Nuclear power plant and when nuclear-plant (such as 60 year phase in longevity), be necessarily required to periodic replacement to guarantee that its shielding properties meets always
It is required that.
Summary of the invention
The technical problems to be solved by the present invention are: the composition metal insulating layer with radiation shield function is adopted in the prior art
It is made of organic material, high temperature resistance is poor, and service life is short, needs to regularly replace, the present invention provides solve the above problems
A kind of two sides fill out the compound function metallic insulation of shielding material.
The present invention is achieved through the following technical solutions:
The compound function metallic insulation of shielding material is filled out in a kind of two sides, including heat preservation outer box and is seated in heat preservation outer box
Inside neutron shield layer, outside neutron shield layer, reflective metals paillon, inside gamma shielding layer, outside gamma shielding layer, it is described
Inside neutron shield layer, outside neutron shield layer, inside gamma shielding layer and outside gamma shielding layer are all made of with metal spy
The inorganic mask material of property is made;Filling sequence on insulation layer thickness section is successively are as follows: in heat preservation outer box inner hull, inside
Sub- shielded layer, inside gamma shielding layer, several layers metallic reflection paillon, outside gamma shielding layer, outside neutron shield layer, heat preservation
The Shell Plate of outer box;Several layers metallic reflection paillon is whole, and by positive ball-and-socket and reversed ball-and-socket, regular intervals are arranged and are formed in length and breadth
Corrugated shape, and adjacent two layers metallic reflection paillon is with the vertex of the anti-ball-and-socket in vertex of the vertex of positive ball-and-socket to reversed ball-and-socket
Backwards to formula interfolded.
The heat preservation outer box of metallic insulation provided by the invention can be inner hull towards heat-producing device outer wall, be also possible to
Shell Plate can be fabricated to plate according to the shape of equipment surface towards heat-producing device outer wall, the monnolithic case of metallic insulation
Shape, tubular, spheric.The filling number of plies of metallic reflection paillon depending on the heat preservation of heat-producing device and radiation shielding needs,
Spacing between adjacent two layers metallic reflection paillon can be adjusted by controlling the height of positive and negative ball-and-socket, to reach metallic reflection
The optimization of paillon the filling number of plies and heat insulating effect.Adjacent two layers metallic reflective foil piece must be positive ball-and-socket when loading
Apexes contact is complete to the contact between formula interfolded, guarantee adjacent two layers metallic reflection paillon on the vertex of reversed ball-and-socket
It is point contact, it is therefore an objective to reduce metal contact area, reduce the loss of metal thermal contact conductance.
Further, between the inside gamma shielding layer and metallic reflection paillon and outside gamma shielding layer and gold
Belong to and is equipped with demarcation plate between reflective foil;The demarcation plate, which will be kept the temperature in outer box, is divided into three independent chambers, and demarcation plate is adopted
It is made of the austenitic stainless steel thin plate in bimirror face.

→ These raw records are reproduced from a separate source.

PR #72, opened 2021-11-09
feat: authentication system server

yk-eukarya:
closes reearth/reearth#135 & reearth/reearth#142


internal/app/oauth/storage.go
```diff
@@ -0,0 +1,337 @@
...
+			responseTypes:   []oidc.ResponseType{oidc.ResponseTypeCode},
+			grantTypes:      []oidc.GrantType{oidc.GrantTypeCode, oidc.GrantTypeRefreshToken},
+			redirectURIs:    []string{"http://localhost:3000"},
+			allowedScopes:   []string{"openid", "profile", "email"},
+			loginURI:        "http://localhost:3000/login?id=%s",
+			iDTokenLifetime: 5 * time.Minute,
+			clockSkew:       0,
+			devMode:         true,
+		},
+	}
```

Demarcation plate and the surrounding side coverboard of heat preservation outer box carry out discontinuous welding connection, it is therefore an objective to the neutron screen by inside and outside
It covers layer and gamma shielding layer to separate with intermediate metallic reflection paillon, is divided into three independent chambers in heat preservation outer box.
Further, the heat preservation outer box are the side coverboards by inner hull, Shell Plate and surrounding by being formed by welding one
A closed outer box, the side coverboard of the inner hull, Shell Plate and surrounding are all made of the austenitic stainless steel thin plate in bimirror face
It is made.
Further, Co content mass percent≤1% of the austenitic stainless steel thin plate, in reducing be subjected to as far as possible
Activation dosage level after son and gamma irradiation.

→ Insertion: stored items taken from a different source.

Issue #3182, opened 2026-08-31
[Test] Cover cross-surface routing pipelines and failure semantics end to end


Xunzhuo:
### Goal

Protect representative complete routing pipelines so individually covered signals, projections, algorithms, plugins, and learning controls are also verified at their real composition boundaries.

Parent Epic: #1519

### Proposed Workgroup

Evaluation & Quality

### Scope

- Define a risk-based composition matrix for `signal -> projection -> decision -> algorithm -> plugin -> learning -> backend` rather than an exhaustive Cartesian product.
- Cover recipe and entrypoint isolation, decision priority/tier behavior, selector and Looper boundaries, plugin short-circuiting, learning apply/observe/bypass, and final backend dispatch.
- Include representative buffered and streaming requests, protocol translation, backend errors, cancellation, retry/fallback, and typed unsupported-capability behavior.
- Assert consistency among the public response, selected backend, Router Replay/debug evidence, usage, and failure diagnostics.
- Add this work after or alongside the focused family coverage so cross-surface failures can be assigned to the layer that owns them.
- File each implementation or API defect under its actual Workgroup and keep this task focused on the integrated regression contract.

### Non-goals

- Test every possible combination of registered surfaces.
- Replace focused family, unit, integration, performance, or quality evaluation.
- Hide an unclear ownership boundary inside a broad E2E pull request.
- Require private infrastructure or external credentials for the maintained baseline.

### Completion signal

- The coverage matrix identifies and runs a bounded set of high-risk complete pipelines.
- Success, short-circuit, unsupported capability, backend failure, streaming termination, cancellation, and fallback are represented where applicable.
- Response, routing, replay/debug, and usage facts agree across each maintained scenario.
- Cross-layer bugs found by the work have focused owning issues and regression coverage.

rishabhsinha17:
Claimed above. Posting the plan before code so the slicing can be corrected early.

I audited the existing baseline coverage against the composition matrix in the scope. Keeping selector algorithms out (#3179 owns those) and Looper out (#2859 owns those).

## What is already covered

Decision priority, plugin chain execution, fallback, entrypoint recipe routing, retention directives, and per-protocol request/response shape all have baseline cases. The `streaming` profile covers streamed request bodies including `fast_response` blocking.

## The gap this slice targets

[...]

PR #3356, opened 2026-09-02
[Test] Prove guardrail short-circuit does not dispatch upstream

rishabhsinha17:
## Summary

First slice of the cross-surface coverage in #3182, scoped to one contract: a `fast_response` guardrail must answer the client without dispatching to the upstream backend.

The existing guardrail cases assert that the client received a fast response (`e2e/testcases/streaming_safety.go:60-67`), but nothing asserts the other half of a short-circuit. A regression that blocked the client while still dispatching upstream, or that dispatched and then discarded the response, passes every case we have today.

The simulator already has the seam this needs: `GET /debug/last-request` returns the last body it saw for an `x-vsr-test-session-id` and 404s when that session never reached it (`tools/mock-vllm/provider_boundary.py:11,72-86`). No profile or simulator change is required.

## Changes

- Add `plugin-short-circuit-no-dispatch` with three sub-cases on the existing `envoy-ai-gateway` baseline, each with its own session id:
  - control, first: asserts `x-vsr-response-path: upstream`, a non-empty `x-vsr-selected-model`, and that the simulator saw the request with an upstream model equal to that header.
  - jailbreak: `x-vsr-fast-response: true`, `x-vsr-response-path: fast_response`, `x-vsr-selected-decision: block_jailbreak`, and the simulator returns 404.
  - PII: the same shape against `block_pii`, simulator 404.
- Add `fixtures.OpenServiceEndpointSession` so a testcase can port-forward to a dependency it needs to observe, rather than only the profile service.
- Register the case in `BaselineRouterContract` and in the curated `ENVOY_AI_GATEWAY_CI_TESTS` list, since cases outside that list do not run in PR CI.

The control sub-case is load-bearing rather than decorative. Without it a 404 could mean the router dropped the session header rather than that no dispatch happened, and both negative assertions would pass for the wrong reason. It runs first and fails with an explicit message saying the negative assertions cannot be trusted.

The guardrail prompts are reused verbatim from the existing guardrail cases so both tests move together. The control prompt is digit-free, since the profile's deny-all PII signal tags long digit strings as ID-like entities (the first CI run of this case proved that by blocking its own control), and it classifies to `biology_decision`, which has no `response_cache` plugin, so a repeat run against a long-lived cluster cannot be intercepted by the semantic cache. The per-run id now scopes only the simulator session ids, which no classifier sees.

## Validation

- `go build ./...` and `go vet ./...` in the `e2e` module: clean.
- `gofmt -l`: clean.
- `golangci-lint run ./testcases/...` with `tools/linter/go/.golangci.yml`, built against Go 1.25.0 to match CI: no findings in the added file. Pre-existing findings elsewhere in the module are untouched.
- `tools/ci/workflow_policy_validation.py`: passes.
- `tools/ci/classify_pr_changes.py --base origin/main --head HEAD`: selects the `envoy-ai-gateway` profile, so the new case runs on this PR.
- `go test ./pkg/testcases/...`: passes.

The E2E case itself is validated by this PR's own `envoy-ai-gateway` run; a full Kind profile is not reproducible on my machine.

Related #3182


FAUST-BENCHOU (dismissed):
LGTM. The change keeps the scope focused and improves the current behavior without introducing additional complexity.

wilsonwu (dismissed):
LGTM, thanks!

rishabhsinha17:
CI is green on c024f4be. What the red run was:

The only real failure was the envoy-ai-gateway E2E leg. The seven other red checks (Lint, PR Gate, pre-commit file lint, Unit Tests, test-and-build, Verify Manifests, Validate OLM Bundle) are domain gate jobs reporting "Affected PR domain failed or was cancelled, e2e=failure", all cascading from that one leg.

The E2E failure was the new case blocking itself. The control prompt embedded a UnixNano run id to stay out of the semantic cache, and this profile's deny-all PII signal tags a long digit string after "id" as an ID-like entity, so the control came back as a block_pii fast_response instead of routing upstream.

Fix in c024f4be:

- The control prompt is now digit-free and classifies to biology_decision, which has no response_cache plugin, so the cache cannot intercept a repeat run and the run id is only needed for the simulator session ids, which no classifier sees.
- Fixed an err shadow in runShortCircuitProbe flagged by the repo govet config.

The rerun proves the full contract on a live cluster: control routes with response_path=upstream and the simulator observes the request; jailbreak and pii return response_path=fast_response and the simulator answers 404 for their sessions.

Xunzhuo (dismissed):
The control probe makes the negative no-dispatch assertions trustworthy, and the case is wired into both the baseline contract and the curated CI shard. I also checked the observable backend session helper and the green rerun after the control-prompt fix; local agent validation passes. Approved; please rebase onto current main before merge.

FAUST-BENCHOU (dismissed):

wilsonwu (dismissed):
LGTM

rishabhsinha17:
Rebased onto main to clear the queue's blocked branch update. Mergify could not push the update because the branch carries a workflow file change and the app lacks workflows permission, same situation as #3360. The only conflict was the CI test list in `.github/workflows/integration-test-k8s.yml`; resolved by keeping both sides, `event-routing` from main plus this PR's `plugin-short-circuit-no-dispatch`. No other content changed. The force-push dismissed the three approvals, so once checks are green this needs a re-approval to re-enter the queue.

rishabhsinha17:
Merged current main into the branch to clear a new conflict in the CI test list, keeping main's pii-entity-offsets, pii-long-text, and security-long-text entries plus this PR's plugin-short-circuit-no-dispatch. No other content changed. The 09-05 rebase was needed because Mergify cannot update branches that carry workflow file changes, and that push is what dismissed the approvals. The reviewed test content is unchanged since then, so one renewed approval should let this re-enter the merge queue. @Xunzhuo @FAUST-BENCHOU @wilsonwu

Xunzhuo (approved):
The no-dispatch contract remains unchanged after the main merge, and the exact-head Envoy gateway E2E proves the control reaches upstream while both guardrail cases do not. The helper, test registration, and current integration are clean. Thanks for the careful coverage.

Further, the inside neutron shield layer and outside neutron shield layer be all made of the pure grade boron carbide agglomerate of core or
Aluminum-based boron carbide composite plate is made.
Further, the inside neutron shield layer and outside neutron shield layer are all made of multilayer boron carbide agglomerate or more
Layer aluminum-based boron carbide composite plate is staggeredly stacked to reach and form, and the spelling of adjacent two layers boron carbide agglomerate or aluminum-based boron carbide composite plate
Seam mutually staggers.
The thickness of inside neutron shield layer and outside neutron shield layer, can be by multilayer boron depending on radiation shielding needs
Agglomerate or Multi-layer Al-based boron carbide composite plate, which are staggeredly stacked, reaches overall thickness requirement.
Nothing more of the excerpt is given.